SEC Proposal to Amend Rule ATS On January 26 the SEC proposed comprehensive amendments to their SEC Rule ATS, the regulation which governs certain electronic trading platforms. Comments are due on April 18, and BDA has engaged with the law firm of Steptoe & Johnson on our response. The SEC proposal is enormous and would represent the biggest change to Rule ATS since it was adopted in 1998. The proposal would require ATSs which support trading in government securities, currently exempt from the Rule, to register with the SEC and come under regulation. It would also create a new category of registrant, Communication Protocol Systems, to apply to platforms which may support connecting buyers and sellers but not actual trade execution. BDA’s response will focus on several aspects of the proposal related to fixed income. First among these will be that single-dealer trading platforms should be treated in regulation as broker-dealer and not ATS activity.
Corporate Syndicate Rule On November 11, 2021 FINRA issued Regulatory Notice 21-40, a proposed change to FINRA Uniform Practices Rule 11880 to shorten the deadline for syndicate managers to settle syndicate accounts and pay comanagers from 90 days after deal closing to 30. BDA in January filed a comment letter in support of the proposal. We filed a second comment letter in March addressing some unsupported statements made in an opposing letter. The FINRA Board is expected to take up the proposal at its May 2022 meeting. BDA’s comment letters are here and here.

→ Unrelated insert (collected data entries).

PR #1106, opened 2023-10-12
Draft: Use PluginMessage to allow Velocity to cancel signed chat and commands

Joo200:
Add some logic to send cancelled signed messages/commands to the backend server.

This is a draft implementation and could be further improved, e.g. by a config option.

There is already an open PR in Paper for this feature: https://github.com/PaperMC/Paper/pull/9828

Note: I removed the version checks in SessionCommandHandler because that handler is only created for versions >= 1.19.3 (see ClientPlaySessionHandler)


Joo200:
I marked this as Ready. I'm using it on my server in production and it works perfectly fine.

PR #1130, opened 2023-10-29
Fix incorrectly merged buildscript changes from dev/3.0.0

alexstaeding:
It seems some changes from #983 were missed when merging into dev/5.0.0

### DIFF
--- a/gradle.properties
+++ b/gradle.properties
@@ -1,2 +1,2 @@
 group=com.velocitypowered
-version=3.2.0-SNAPSHOT
+version=5.0.0-SNAPSHOT
--- a/gradle.properties
+++ b/gradle.properties
@@ -1,26 +1,2 @@
-# API dependencies.
-gsonVersion=2.10.1
-junitVersion=5.9.0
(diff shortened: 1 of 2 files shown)


gradle.properties
```diff
@@ -1,26 +1,2 @@
...
-nightConfigVersion=3.6.6
-completableFuturesVersion=0.3.5
-adventureFacetVersion=4.2.0
-fastutilVersion=8.5.12
-disruptorVersion=3.4.4
-jlineVersion=3.23.0
-terminalConsoleAppenderVersion=1.3.0
-joptSimpleVersion=5.0.4
+group=com.velocitypowered
+version=3.2.0-SNAPSHOT
```
powercasgamer:
```suggestion
version=5.0.0-SNAPSHOT
```

powercasgamer (changes requested):

gradle.properties
alexstaeding: Oh right, don't know how I missed that

powercasgamer (approved):

Issue #1134, opened 2023-10-29
MEDIUM: Use of AccessController.doPrivileged() in Public Method of Public Class


DawmosTomie:
The code will execute with system privileges and should be manually checked with great care to ensure no vulnerabilities are present.

Line: 539 - Filename: Velocity\proxy\src\main\java\com\velocitypowered\proxy\VelocityServer.java

`AccessController.doPrivileged(new PrivilegedAction<Void>() {`

electronicboy:
Not an issue, this code is in the shutdown path as is expected, only fix here would basically be to just appeasing overzelous scanning tools

PR #1135, opened 2023-10-29
MEDIUM: Use of AccessController.doPrivileged() in Public Method of Public Class

DawmosTomie:
issue：https://github.com/PaperMC/Velocity/issues/1134#issue-1967025499

In this change, I created a new method for private exitWithPrivilege (), and the AccessController. The doPrivileged () call mobile to this method. The new method is then called in shutdownProcess. So you can avoid the common methods of directly using the AccessController. The doPrivileged (), so as to improve the security of the code.


electronicboy:
This generally changes nothing outside of appeasing overzealous automated analysis tooling

PR #1136, opened 2023-11-05
Add -haproxy-protocol startup parameter

### LINKED ISSUE #1024: Add -haproxy-protocol startup parameter
I know that there is a startup parameter of -port, but in some cases, multiple velocities may be synchronized with git, some of which will enable haproxy-protocol, and some will not.

This is a small update, thanks.

BingYanchi:
resolves https://github.com/PaperMC/Velocity/issues/1024


proxy/src/main/java/com/velocitypowered/proxy/ProxyOptions.java
```diff
@@ -34,6 +34,7 @@ public final class ProxyOptions {
   private static final Logger logger = LogManager.getLogger(ProxyOptions.class);
   private final boolean help;
   private final @Nullable Integer port;
+  private final Boolean haproxy;
```
powercasgamer:
```suggestion
  private final boolean haproxy;
```

proxy/src/main/java/com/velocitypowered/proxy/ProxyOptions.java
```diff
@@ -64,4 +71,8 @@ boolean isHelp() {
   public @Nullable Integer getPort() {
     return this.port;
   }
+
+  public Boolean isHaproxy() {
```
powercasgamer:
```suggestion
  public boolean isHaproxy() {
```

powercasgamer (changes requested):

proxy/src/main/java/com/velocitypowered/proxy/VelocityServer.java
```diff
@@ -243,6 +243,12 @@ void start() {
       this.cm.bind(configuration.getBind());
     }
 
+    final Boolean haproxy = this.options.isHaproxy();
+    if (haproxy != null) {
```
electronicboy, line 261: This is always true, as you declared the method return to be a primative

4drian3d (approved):

BingYanchi:
```
Exception in thread "main" java.lang.NullPointerException: Cannot read the array length because "<local2>" is null
        at joptsimple.ArgumentAcceptingOptionSpec.defaultsTo(ArgumentAcceptingOptionSpec.java:225)
        at com.velocitypowered.proxy.ProxyOptions.<init>(ProxyOptions.java:51)
        at com.velocitypowered.proxy.Velocity.main(Velocity.java:62)
```
There is a problem with this PR and it needs to be rolled back.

BDA has been pursuing a change in regulation to address a mismatch between the SEC Net Capital Rule and FINRA Rule 11880 which governs the settlement of syndicate accounts on corporate bond and equity issuances. FINRA rules allow syndicate leads managers 90 days after deal closing to close syndicate accounts and pay out funds to co-managers. However, the SEC capital rule specifies that syndicate receivables cannot count towards regulatory capital compliance. So, co-managers funds are locked up for 90 days after deal closing until the syndicate account is closed.

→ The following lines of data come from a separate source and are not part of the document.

PR #1656, opened 2025-10-01
Fix players disconnecting when updating boss bars

### LINKED ISSUE #1529: "Network Protocol Error" disconnect when using BossBar API
### Expected Behavior

Since 1.20.2's configuration phase, server switching clears boss bars. This change should be reflected in the bossbar tracker in some way (ideally resending the bossbars on server switch).

### Actual Behavior

Bossbar tracker does not reflect on these changes, thinking the client still can see bossbar(s) while it can not. As a result, using any kind of update action results in a null pointer in the client, disconnecting with Network Protocol Error since 1.20.5.

### Steps to Reproduce

Run the following code and switch servers using `/server` command.

```
    private BossBar bossBar;

    @Subscribe
    public void a(ServerPostConnectEvent e) {
        if (e.getPreviousServer() == null) {
            bossBar = BossBar.bossBar(
                    Component.text("Server: " + e.getPlayer().getCurrentServer().get().getServer().getServerInfo().getName()),
                    1,
                    BossBar.Color.BLUE,
                    BossBar.Overlay.PROGRESS
            );
            bossBar.addViewer(e.getPlayer());
        } else {
            bossBar.name(Component.text("Server: " + e.getPlayer().getCurrentServer().get().getServer().getServerInfo().getName()));
        }
    }
```

### Plugin List

Custom plugin for reproducing this issue.

### Velocity Version

```
> velocity info
[08:32:57 INFO]: Velocity 3.4.0-SNAPSHOT (git-d9f1016b-b481)
```

### Additional Information

There are basically 2 ways to solve this:
* Resend bossbars on server switch
* Remove player from tracked players 

I would prefer the first solution. It will also be consistent with <1.20.2. If deciding for this solution, make sure it's resent at the right time, so there isn't a window during which a packet could slip through before bossbar is resent (just a tip).

okx-code:
On 1.20.2, the Minecraft client started clearing boss bars after the login packet, which meant that the ProxyServer#showBossbar API would result in the player getting kicked if the boss bar they were previously shown was updated after switching servers.

Therefore, I have added BossBarManager which drops boss bar packets once the client enters the configure phase to ensure that they do not disconnect (if the client receives boss bar packets during the configure phase it seems to queue them up and then immediately disconnect at the end of the configure phase, leaving no opportunity to re-send the boss bar creation packet), and then re-adds the boss bar once the client logs in.

This ensures that clients do not receive boss bar updates for boss bars that they don't exist causing them to disconnect. I have also taken care to ensure that this logic only applies on 1.20.2 and up, as it is not necessary for older clients.

In addition, I removed boss bar tracking for backend servers for 1.20.2 and up clients - as it is no longer necessary for them to be manually removed due to the aforementioned change. 

Fixes #1529

### DIFF
--- a/proxy/src/main/java/com/velocitypowered/proxy/adventure/VelocityBossBarImplementation.java
+++ b/proxy/src/main/java/com/velocitypowered/proxy/adventure/VelocityBossBarImplementation.java
@@ -53,15 +53,23 @@ public final class VelocityBossBarImplementation implements BossBar.Listener,
           viewer.getProtocolVersion(),
           viewer.translateMessage(this.bar.name())
       );
-      viewer.getConnection().write(BossBarPacket.createAddPacket(this.id, this.bar, name));
+      viewer.getBossBarManager().writeUpdate(this, BossBarPacket.createAddPacket(this.id, this.bar, name));
       return true;
     }
     return false;
   }
 
+  public void createDirect(final ConnectedPlayer viewer) {
+    final ComponentHolder name = new ComponentHolder(
+        viewer.getProtocolVersion(),
+        viewer.translateMessage(this.bar.name())
+    );
+    viewer.getConnection().write(BossBarPacket.createAddPacket(this.id, this.bar, name));
+  }
+
   public boolean viewerRemove(final ConnectedPlayer viewer) {
     if (this.viewers.remove(viewer)) {
-      viewer.getConnection().write(BossBarPacket.createRemovePacket(this.id, this.bar));
+      viewer.getBossBarManager().remove(this, BossBarPacket.createRemovePacket(this.id, this.bar));
       return true;
     }
     return false;
@@ -84,7 +92,7 @@ public final class VelocityBossBarImplementation implements BossBar.Listener,
           this.bar,
           new ComponentHolder(viewer.getProtocolVersion(), translated)
       );
-      viewer.getConnection().write(packet);
+      viewer.getBossBarManager().writeUpdate(this, packet);
     }
   }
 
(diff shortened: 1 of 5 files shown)


R00tB33rMan (approved):

R00tB33rMan (approved):
Not sure if you intended to have me re-review but I gave this a whirl on a test and production instance without issues on versions even below 1.20.2/3. Should be all set as far as I’m concerned!

4drian3d (approved):

NEZNAMY:
This is still not working properly. When sending update action during server switch caused by backend server shutdown, player is disconnected with Network Protocol Error. Works fine when switching server using `/server`.

Partially deobfuscated stack trace:
```
Description: Packet handling error

java.lang.NullPointerException: Cannot invoke "net.minecraft.client.gui.components.LerpingBossEvent.a(net.minecraft.world.BossEvent$BossBarColor)" because "$$3" is null
	at net.minecraft.client.gui.components.BossHealthOverlay$1.updateStyle(SourceFile:136)
	at net.minecraft.network.protocol.game.ClientboundBossEventPacket$UpdateStyleOperation.dispatch(SourceFile:267)
	at net.minecraft.network.protocol.game.ClientboundBossEventPacket.dispatch(SourceFile:91)
	at net.minecraft.client.gui.components.BossHealthOverlay.update(SourceFile:112)
	at net.minecraft.client.multiplayer.ClientPacketListener.handleBossUpdate(SourceFile:2067)
	at net.minecraft.network.protocol.game.ClientboundBossEventPacket.handle(SourceFile:87)
	at net.minecraft.network.protocol.game.ClientboundBossEventPacket.handle(SourceFile:14)
	at xl$a.a(SourceFile:55)
	at xl.b(SourceFile:38)
	at gfj.d(SourceFile:1337)
	at gfj.j(SourceFile:966)
	at net.minecraft.client.main.Main.main(SourceFile:250)
	at org.prismlauncher.launcher.impl.StandardLauncher.launch(StandardLauncher.java:105)
	at org.prismlauncher.EntryPoint.listen(EntryPoint.java:129)
	at org.prismlauncher.EntryPoint.main(EntryPoint.java:70)
```

WhiteProject1:
UP

PR #1659, opened 2025-10-07
feat: allow for custom ping default

stuffyerface:
When Velocity has not yet determined the player's ping, and the Velocity API is called, `-1` is returned. This change allows that value to be set to any `long` value via `velocity.toml`.


RealBauHD:
What do you need that for?

stuffyerface:
If you want to use -1 for other things; or if you want to use a positive value. The client sees a negative ping as unable to connect

4drian3d:
I see no need to replace the default ping value

> If you want to use -1 for other things

If you are making a plugin that obtains the player's ping, it should be in your plugin where you have the logic for displaying the ping

_The only reason I can see for actually changing this would be to modify the ping value that other plugins can obtain, such as placeholder or statistics plugins..._ Why would you want to do that?

stuffyerface:
fair enough

PR #1672, opened 2025-10-19
Refactor Velocity networking to be closer to vanilla

astei:
This is a really large PR, so review carefully.

This PR refactors Velocity's internal networking to use immutable(-ish) packets and splits encoding/decoding into separate codecs. This refactor isn't fully complete but there's enough to start doing more work on this.


proxy/src/main/java/com/velocitypowered/proxy/command/builtin/VelocityCommand.java
```diff
@@ -70,6 +71,7 @@
  */
 public final class VelocityCommand {
   private static final String USAGE = "/velocity <%s>";
+  private static final JoinConfiguration COMMA_JOINER = JoinConfiguration.commas(true);
```
masmc05: I feel like this became unused from an earlier version of the change bellow

proxy/src/main/java/com/velocitypowered/proxy/protocol/packet/BossBarPacket.java
```diff
@@ -62,221 +64,52 @@ public class BossBarPacket implements MinecraftPacket {
...
-  private int overlay;
-  private short flags;
+
+  public UUID getUuid() {
+    return uuid;
+  }
+
+  public int getAction() {
+    return action;
+  }
```
masmc05: Why keeping both getter types is necessary?

proxy/src/main/java/com/velocitypowered/proxy/protocol/packet/DisconnectPacket.java
```diff
@@ -21,36 +21,36 @@
...
+import com.velocitypowered.proxy.protocol.PacketCodec;
 import com.velocitypowered.proxy.protocol.ProtocolUtils;
 import com.velocitypowered.proxy.protocol.StateRegistry;
 import com.velocitypowered.proxy.protocol.packet.chat.ComponentHolder;
 import io.netty.buffer.ByteBuf;
 import net.kyori.adventure.text.Component;
-import org.checkerframework.checker.nullness.qual.Nullable;
 
-public class DisconnectPacket implements MinecraftPacket {
+public final class DisconnectPacket implements MinecraftPacket {
```
masmc05: Why some classes like this one aren't records? It has public constructor, all final fields and record style getters, so I can't think of a reason

astei: I don't think it's worth converting every class to a record, it just wastes time. This feels like a very unimportant nit.

proxy/src/main/java/com/velocitypowered/proxy/protocol/packet/BossBarPacket.java
astei: Because the AI (Claude) wanted to make sure the code compiled and it sometimes chose to amend the existing code and sometimes add in getters. I didn't steer it in that direction.

Again, while it's redundant, it's a nit that someone else can fix.

proxy/src/main/java/com/velocitypowered/proxy/protocol/netty/MinecraftDecoder.java
```diff
@@ -95,14 +100,16 @@ private void tryDecode(ChannelHandlerContext ctx, ByteBuf buf) throws Exception
     }
   }
 
-  private void doLengthSanityChecks(ByteBuf buf, MinecraftPacket packet) throws Exception {
-    int expectedMinLen = packet.decodeExpectedMinLength(buf, direction, registry.version);
-    int expectedMaxLen = packet.decodeExpectedMaxLength(buf, direction, registry.version);
+  private void doLengthSanityChecks(ByteBuf buf,
+      com.velocitypowered.proxy.protocol.PacketCodec<? extends MinecraftPacket> codec)
```
novitpw, line 104: Why is the full name listed here?

Timongcraft:
It seems like this PR (`MultiVersionPacketRegistry`) is using fastutil classes excluded by the buildscript, which you can see when trying to ping the server.

https://github.com/PaperMC/Velocity/blob/8f65a8142029717d3af09ecf82792f7345dc873a/proxy/build.gradle.kts#L85

[latest.log](https://github.com/user-attachments/files/24271427/latest.log) - https://pastes.dev/92K4RMv1gM - https://mclo.gs/zdPdSDr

BDA and a group of CEOs of minority-, women-, and veteran-owned firms recently met last year SEC Chair Gary Gensler on the issue, and Chair Gensler indicated his support for reducing the 90-day deadline of the FINRA rule.
SEC Rule 15c2-11 On December 16, 2021 the SEC issued a staff No-Action letter related to SEC Rule 15c2-11. The No-Action letter lays out a plan for SEC enforcement of Rule 15c2-11 with respect to quotations for fixed income securities.

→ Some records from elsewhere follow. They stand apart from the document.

PR #1681, opened 2025-10-31
Increase TabComplete max char limit to respect command block character limit

ZoeWithTheE:
This change increases the TabComplete limit in order to fix the now broken pasting of larger commands into command blocks after Mojang's change to the way Tab Complete works. It has been increased to 32767 from 2048, and this increase has no negative impact on performance, stability, or protocol compliance.

Mojang clients and servers already allow command strings up to 32767 characters, and this update brings Velocity in line with the vanilla protocol. This prevents unnecessary disconnections when pasting valid command block contents while retaining full protection against malformed packets.

### DIFF
--- a/proxy/src/main/java/com/velocitypowered/proxy/protocol/packet/TabCompleteRequestPacket.java
+++ b/proxy/src/main/java/com/velocitypowered/proxy/protocol/packet/TabCompleteRequestPacket.java
@@ -31,7 +31,7 @@ import org.checkerframework.checker.nullness.qual.Nullable;
 
 public class TabCompleteRequestPacket implements MinecraftPacket {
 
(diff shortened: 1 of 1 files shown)


ZoeWithTheE:
No open issue for this bug. This is the error being observed: [PasteBin velocity logs](https://pastebin.com/1wE4vzbY)

electronicboy:
We and paper intentionally limited this in the past in order to restrict ongoing DoS attacks, I do ponder if it makes any sense to move this restriction elsewhere, I guess some limited adventage with brig is that it might be able to deal with this stuff a bit smarter than the older bukkit command system so maybe this wasn't too much of a problem for us, outside of network buffers

PR #1682, opened 2025-11-02
feat: PlayerServerBrandEvent

ProdPreva1l:
This event allows modification of the server brand that is relayed to the player via the api.


electronicboy:
Removal of attribution is not something we desire to support

PR #1683, opened 2025-11-02
Explicitly create the configuration file from the default

linsaftw:
This fixes a race-condition that affects Pterodactyl and similar panel hosted servers. It does not affect on Linux servers. This makes sure the configuration is explicitly created before doing any migrations or default setting.

This issue seems to have been tormeting newcomers for a while.

### DIFF
--- a/proxy/src/main/java/com/velocitypowered/proxy/config/VelocityConfiguration.java
+++ b/proxy/src/main/java/com/velocitypowered/proxy/config/VelocityConfiguration.java
@@ -33,6 +33,7 @@ import com.velocitypowered.proxy.config.migration.MotdMigration;
 import com.velocitypowered.proxy.config.migration.TransferIntegrationMigration;
 import com.velocitypowered.proxy.util.AddressUtil;
 import edu.umd.cs.findbugs.annotations.SuppressFBWarnings;
+import java.io.InputStream;
 import java.io.IOException;
 import java.net.InetSocketAddress;
 import java.net.URL;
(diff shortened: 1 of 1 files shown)


linsaftw:
I fixed inline import and changed with proper import above

Emilxyz:
I don't think this actually fixes the issue since we are already doing this using our config library: https://github.com/PaperMC/Velocity/blob/b6b6b20fe97cd9cb0d6b4e817d3e7db72aca2d8d/proxy/src/main/java/com/velocitypowered/proxy/config/VelocityConfiguration.java#L495

To my understanding, the "real" issue is that the docker images used by those panels include those "broken" minimal configuration files and our config library lacks the functionality to populate missing fields. I think a switch to a different config library is planned in the future

linsaftw:
> I don't think this actually fixes the issue since we are already do this using our config library:
> 
> https://github.com/PaperMC/Velocity/blob/b6b6b20fe97cd9cb0d6b4e817d3e7db72aca2d8d/proxy/src/main/java/com/velocitypowered/proxy/config/VelocityConfiguration.java#L495
> 
> To my understanding the "real" issue is that the docker images used by those panels include those "broken" minimal configuration files and our config library lacks the functionality to populate missing fields. I think a switch to a different config library is planned in the future

I worked with this fix with a person having the same issue, he said doing a explicit copy fixes it. He made a different patch for a different project but it worked. Today he is available again and I will ask him to test again. I will confirm soon.

linsaftw:
Hey! Good news. This patch seems to completely patch the issue. I tested on a pterodactyl panel and now the file properly generates after applying this exact patch. You can safely merge. Thank you very much.

electronicboy:
The nature of the PR comment around aspects like a race condition make 0 sense here, the config file either exists or it doesn't unless there is some janky issue elsewhere, in which, I would rather deal with a solution for that rather than manually copying the configuration file to the disk to work around something which now sounds even more questionable than before.

Either way, given past interactions with this author, I do not feel comfortable merging code submitted by them into this repo due to the legal risks it could potentially entail.

PR #1688, opened 2025-11-11
feat: add server field to ServerPostConnectEvent

bemoty:
Since the [ServerConnectedEvent](https://jd.papermc.io/velocity/3.4.0/com/velocitypowered/api/event/player/ServerConnectedEvent.html) doesn't seem to support sending plugin messages to the newly connected server, it would be helpful to be able to access the new server in ServerPostConnectEvent, where plugin messaging works.

Sorry for the weird formatting changes, I couldn't get my formatter to stop indenting the constructor arguments... the checkstyle seems to pass though...


Emilxyz:
The "new" server is already available in `Player#getCurrentServer()` when this event is fired, so I don't think we to need add it to this event

bemoty:
True, not sure how I didn't realize that..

The No-Action letter presents a three-phase approach to enforcing Rule 15c2-11 in the fixed income markets. In Phase 1, which began on January 3, 2022, dealers are required to make a determination that securities fall under the set of products which the SEC has exempted from the Rule. Under Phase 2 in 2023, 144A securities where issuer financial disclosures are not available publicly would no longer be exempt from the requirements of the Rule. Under Phase 3, which would begin in 2024, published quotations for securities exempt from the Rule will need to also display a link to issuer disclosure information on the screen.
SEC Rule 15c2-11 requires dealers to review issuer financial information prior to publishing quotes to “quotation mediums” for over-the-counter securities. 2020 amendments to the Rule specify that the issuer financial information must also be publicly accessible.
In September the SEC issued a staff no-action letter confirming that Rule 15c2-11 does indeed apply to relevant fixed income quotations and specified that they will begin enforcing the Rule with respect to fixed income on January 3, 2022.
BDA has been working with SIFMA on this issue. There is currently a joint BDA-SIFMA working group focused on identifying and addressing key compliance questions associated with applying 15c2-11 to fixed income quotations.
MSRB draft compliance resource for new issue pricing
The MSRB recently requested comment on a draft compliance resource related to dealer and MA duties with respect to new issue pricing. BDA filed a generally supportive comment letter in January.